## INPUT RECORDS
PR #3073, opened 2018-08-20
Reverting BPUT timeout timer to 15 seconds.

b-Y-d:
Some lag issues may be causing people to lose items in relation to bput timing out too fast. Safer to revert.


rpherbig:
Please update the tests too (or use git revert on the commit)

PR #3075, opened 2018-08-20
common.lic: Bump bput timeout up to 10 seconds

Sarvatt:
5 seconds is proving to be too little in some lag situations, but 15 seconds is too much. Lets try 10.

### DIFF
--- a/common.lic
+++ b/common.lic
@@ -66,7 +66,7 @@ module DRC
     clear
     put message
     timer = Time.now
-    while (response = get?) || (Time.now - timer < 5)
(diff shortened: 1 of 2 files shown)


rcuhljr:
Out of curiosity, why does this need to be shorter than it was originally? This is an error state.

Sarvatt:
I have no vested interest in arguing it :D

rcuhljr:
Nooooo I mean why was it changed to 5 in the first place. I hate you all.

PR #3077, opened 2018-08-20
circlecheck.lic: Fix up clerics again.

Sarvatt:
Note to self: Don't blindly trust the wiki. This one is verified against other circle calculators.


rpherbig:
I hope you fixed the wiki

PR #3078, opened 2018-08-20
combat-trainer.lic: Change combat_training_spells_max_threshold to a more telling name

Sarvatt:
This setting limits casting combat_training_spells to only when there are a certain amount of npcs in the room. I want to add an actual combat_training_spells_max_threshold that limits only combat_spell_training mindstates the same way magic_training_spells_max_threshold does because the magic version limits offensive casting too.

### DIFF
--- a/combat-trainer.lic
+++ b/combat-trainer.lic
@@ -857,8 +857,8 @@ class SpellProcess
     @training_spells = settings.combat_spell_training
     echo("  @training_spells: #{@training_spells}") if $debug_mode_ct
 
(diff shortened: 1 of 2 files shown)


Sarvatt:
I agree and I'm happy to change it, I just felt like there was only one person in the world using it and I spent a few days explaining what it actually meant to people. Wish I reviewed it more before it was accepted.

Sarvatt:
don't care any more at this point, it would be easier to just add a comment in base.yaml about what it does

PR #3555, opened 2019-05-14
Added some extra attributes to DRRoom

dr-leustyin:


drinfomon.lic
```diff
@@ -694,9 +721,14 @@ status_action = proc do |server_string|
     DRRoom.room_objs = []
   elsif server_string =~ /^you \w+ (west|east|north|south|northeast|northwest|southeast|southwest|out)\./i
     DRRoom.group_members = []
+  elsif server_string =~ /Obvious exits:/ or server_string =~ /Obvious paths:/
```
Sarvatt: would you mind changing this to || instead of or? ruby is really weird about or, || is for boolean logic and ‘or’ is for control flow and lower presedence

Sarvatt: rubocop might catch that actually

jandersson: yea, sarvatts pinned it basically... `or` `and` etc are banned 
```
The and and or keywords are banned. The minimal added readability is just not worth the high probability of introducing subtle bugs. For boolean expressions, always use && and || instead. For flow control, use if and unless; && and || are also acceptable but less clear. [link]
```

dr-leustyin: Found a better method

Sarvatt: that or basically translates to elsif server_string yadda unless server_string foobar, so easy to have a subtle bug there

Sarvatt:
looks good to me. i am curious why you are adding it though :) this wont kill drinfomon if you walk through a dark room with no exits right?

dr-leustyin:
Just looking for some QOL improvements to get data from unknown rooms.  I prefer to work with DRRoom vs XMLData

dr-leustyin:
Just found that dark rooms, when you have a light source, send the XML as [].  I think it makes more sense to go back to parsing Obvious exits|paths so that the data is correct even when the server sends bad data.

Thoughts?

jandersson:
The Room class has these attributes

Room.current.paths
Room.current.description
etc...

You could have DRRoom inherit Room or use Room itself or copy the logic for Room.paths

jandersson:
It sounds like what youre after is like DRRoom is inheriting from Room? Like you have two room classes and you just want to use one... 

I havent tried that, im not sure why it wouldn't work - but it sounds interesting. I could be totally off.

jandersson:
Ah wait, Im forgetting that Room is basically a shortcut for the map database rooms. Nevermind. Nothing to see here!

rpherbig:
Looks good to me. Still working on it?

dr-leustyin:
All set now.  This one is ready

* * *

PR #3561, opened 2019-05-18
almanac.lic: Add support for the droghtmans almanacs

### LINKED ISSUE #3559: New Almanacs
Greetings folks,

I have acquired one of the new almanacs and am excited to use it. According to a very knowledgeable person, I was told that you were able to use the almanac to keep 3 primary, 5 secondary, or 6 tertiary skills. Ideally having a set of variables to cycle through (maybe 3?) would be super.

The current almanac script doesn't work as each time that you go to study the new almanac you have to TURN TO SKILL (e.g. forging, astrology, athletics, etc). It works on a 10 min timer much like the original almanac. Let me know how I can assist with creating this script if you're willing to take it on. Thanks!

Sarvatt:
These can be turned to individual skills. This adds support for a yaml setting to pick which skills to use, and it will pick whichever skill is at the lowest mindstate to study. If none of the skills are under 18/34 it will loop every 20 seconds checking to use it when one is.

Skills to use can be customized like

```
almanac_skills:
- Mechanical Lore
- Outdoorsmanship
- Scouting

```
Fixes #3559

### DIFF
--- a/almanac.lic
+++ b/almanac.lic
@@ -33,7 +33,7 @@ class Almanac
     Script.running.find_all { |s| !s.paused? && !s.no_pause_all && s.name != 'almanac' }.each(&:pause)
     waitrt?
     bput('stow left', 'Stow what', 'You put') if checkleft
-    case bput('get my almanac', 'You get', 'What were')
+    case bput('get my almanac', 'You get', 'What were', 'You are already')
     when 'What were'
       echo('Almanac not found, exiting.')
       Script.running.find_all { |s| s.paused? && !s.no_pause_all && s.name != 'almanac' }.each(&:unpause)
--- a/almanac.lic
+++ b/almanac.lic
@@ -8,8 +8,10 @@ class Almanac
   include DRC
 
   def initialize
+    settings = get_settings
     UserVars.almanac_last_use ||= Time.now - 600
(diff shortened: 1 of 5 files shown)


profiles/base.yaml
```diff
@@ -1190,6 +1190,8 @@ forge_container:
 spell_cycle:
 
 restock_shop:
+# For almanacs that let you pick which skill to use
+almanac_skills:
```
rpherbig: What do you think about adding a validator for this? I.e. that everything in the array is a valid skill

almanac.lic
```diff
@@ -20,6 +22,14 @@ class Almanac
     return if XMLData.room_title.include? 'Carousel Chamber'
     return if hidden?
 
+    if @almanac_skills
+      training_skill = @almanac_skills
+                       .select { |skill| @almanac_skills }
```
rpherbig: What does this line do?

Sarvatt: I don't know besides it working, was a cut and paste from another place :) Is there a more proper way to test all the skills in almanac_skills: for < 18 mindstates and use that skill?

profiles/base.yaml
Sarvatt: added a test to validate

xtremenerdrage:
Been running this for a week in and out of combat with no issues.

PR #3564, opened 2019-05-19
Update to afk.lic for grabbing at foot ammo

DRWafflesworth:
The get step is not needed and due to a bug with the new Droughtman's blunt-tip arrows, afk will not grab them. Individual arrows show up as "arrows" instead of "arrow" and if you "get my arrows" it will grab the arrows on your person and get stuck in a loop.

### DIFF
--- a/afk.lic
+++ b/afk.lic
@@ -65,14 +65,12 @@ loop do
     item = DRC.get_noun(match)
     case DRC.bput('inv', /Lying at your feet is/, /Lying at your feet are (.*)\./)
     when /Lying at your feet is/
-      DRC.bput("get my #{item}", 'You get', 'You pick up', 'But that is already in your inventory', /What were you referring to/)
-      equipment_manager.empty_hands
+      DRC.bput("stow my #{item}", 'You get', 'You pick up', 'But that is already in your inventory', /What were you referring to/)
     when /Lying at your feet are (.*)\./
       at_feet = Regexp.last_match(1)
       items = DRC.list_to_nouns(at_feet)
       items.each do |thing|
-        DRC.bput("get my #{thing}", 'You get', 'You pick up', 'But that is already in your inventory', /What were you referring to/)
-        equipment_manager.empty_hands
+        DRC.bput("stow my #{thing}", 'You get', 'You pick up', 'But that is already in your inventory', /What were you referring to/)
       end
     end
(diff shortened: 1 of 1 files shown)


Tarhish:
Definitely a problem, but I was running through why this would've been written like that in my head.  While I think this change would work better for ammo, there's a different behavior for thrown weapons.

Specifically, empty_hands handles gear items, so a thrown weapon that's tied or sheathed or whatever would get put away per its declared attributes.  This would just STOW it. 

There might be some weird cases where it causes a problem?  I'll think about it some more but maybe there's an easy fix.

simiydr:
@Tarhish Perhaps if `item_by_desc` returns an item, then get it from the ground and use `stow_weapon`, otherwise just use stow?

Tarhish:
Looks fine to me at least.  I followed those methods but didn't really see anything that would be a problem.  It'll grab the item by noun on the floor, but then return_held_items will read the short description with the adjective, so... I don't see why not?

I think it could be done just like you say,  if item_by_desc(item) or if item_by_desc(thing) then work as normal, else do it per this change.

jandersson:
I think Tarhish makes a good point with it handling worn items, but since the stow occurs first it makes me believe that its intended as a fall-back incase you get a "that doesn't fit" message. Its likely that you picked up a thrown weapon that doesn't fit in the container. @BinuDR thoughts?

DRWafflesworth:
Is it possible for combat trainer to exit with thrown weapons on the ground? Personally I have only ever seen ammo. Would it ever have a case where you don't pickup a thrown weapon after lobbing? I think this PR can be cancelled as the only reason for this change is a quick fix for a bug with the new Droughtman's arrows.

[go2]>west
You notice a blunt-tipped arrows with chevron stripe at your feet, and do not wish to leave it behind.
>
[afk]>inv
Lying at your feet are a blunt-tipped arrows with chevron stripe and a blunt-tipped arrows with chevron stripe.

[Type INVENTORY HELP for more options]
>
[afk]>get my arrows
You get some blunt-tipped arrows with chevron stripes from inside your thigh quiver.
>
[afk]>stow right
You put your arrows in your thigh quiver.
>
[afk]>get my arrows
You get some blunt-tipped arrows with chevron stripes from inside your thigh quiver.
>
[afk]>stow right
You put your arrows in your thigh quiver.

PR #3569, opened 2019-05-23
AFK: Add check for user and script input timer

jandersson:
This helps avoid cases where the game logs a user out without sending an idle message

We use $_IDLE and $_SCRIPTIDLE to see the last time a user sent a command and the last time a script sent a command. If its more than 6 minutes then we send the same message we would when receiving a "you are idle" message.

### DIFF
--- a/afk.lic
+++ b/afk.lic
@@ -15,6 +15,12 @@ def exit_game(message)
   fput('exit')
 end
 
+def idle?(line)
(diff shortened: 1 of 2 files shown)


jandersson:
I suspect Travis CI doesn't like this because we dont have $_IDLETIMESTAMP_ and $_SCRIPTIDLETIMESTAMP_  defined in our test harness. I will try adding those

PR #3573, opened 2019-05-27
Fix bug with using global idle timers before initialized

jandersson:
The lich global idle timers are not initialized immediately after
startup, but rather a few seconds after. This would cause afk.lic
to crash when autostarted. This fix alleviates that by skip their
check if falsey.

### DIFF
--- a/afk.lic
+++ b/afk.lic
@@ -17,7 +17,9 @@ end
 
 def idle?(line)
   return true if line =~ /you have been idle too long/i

## YOUR INSTRUCTIONS
Within the lines above, find those holding the word "settings" and copy them.

## OUTPUT OF THE EXERCISE
     @training_spells = settings.combat_spell_training
+    settings = get_settings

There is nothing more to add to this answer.